§ **Dataset excerpts**

PR #3334, opened 2024-07-22
adoc updates

jordalgo:
- remove line numbers from code samples
- add example usage for kaddr
- don't use short names for probes
- add short names to probes table
- set table of contents level to 1 so it's shorter

##### Checklist

### DIFF
--- a/man/adoc/bpftrace.adoc
+++ b/man/adoc/bpftrace.adoc
@@ -1,6 +1,7 @@
 = bpftrace(8)
 :doctype: manpage
 :toc: true
+:toclevels: 1
 
 ////
 Style guide:
@@ -236,10 +237,9 @@ For example, listing the sleepers.bt file using `cat -n`:
 
 ----
 # cat -n sleepers.bt
-1 tracepoint:syscalls:sys_enter_nanosleep
-2 {
-3   printf("%s is sleeping.\n", comm);
-4 }
+tracepoint:syscalls:sys_enter_nanosleep {
+  printf("%s is sleeping.\n", comm);
+}
 ----
 
 And then calling it:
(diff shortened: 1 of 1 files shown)


man/adoc/bpftrace.adoc
```diff
@@ -2664,61 +2671,75 @@ kprobe:tcp_reset,kprobe:*socket* {
...
 |*Description*
 |*Kernel/User Level*
 
 | <<probes-begin-end, `BEGIN/END`>>
+| -
 | Built-in events
 | Kernel/User
 
 | <<probes-hardware, `hardware`>>
+| h
```
ajor, line 2687:
```suggestion
| `h`
```
I think all the short names would look better in monospace

ajor (commented):
After seeing the line numbers removed, I'm now seeing the reason that they were probably included in the first place - it's to distinguish the output of `cat` from commands typed into the terminal.

e.g. with this one the shebang could be confused with the bash prompt:
```
# cat -n sleepers.bt
#!/usr/local/bin/bpftrace

tracepoint:syscalls:sys_enter_nanosleep {
  printf("%s is sleeping.\n", comm);
}
```

I don't have any better ideas or really feel strongly about it though.

If you do want to remove the line numbers, you'll need to remove the `-n` flag from the `cat` invocations as well, as that's what causes the numbers to be printed.

jordalgo:
> you'll need to remove the -n flag from the cat invocations as well

Ah good catch. Will remove the '-n'. 

> it's to distinguish the output of cat from commands typed into the terminal

Yeah, true. I think I can just add some spacing between the two code blocks, which should help. Let me see how that looks.

jordalgo:
Re-opened here: https://github.com/bpftrace/bpftrace/pull/3337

§ **Prompt**
Go through the listing above, and whenever a line holds the word "better", copy it.

§ **Answer to the exercise**
I think all the short names would look better in monospace
I don't have any better ideas or really feel strongly about it though.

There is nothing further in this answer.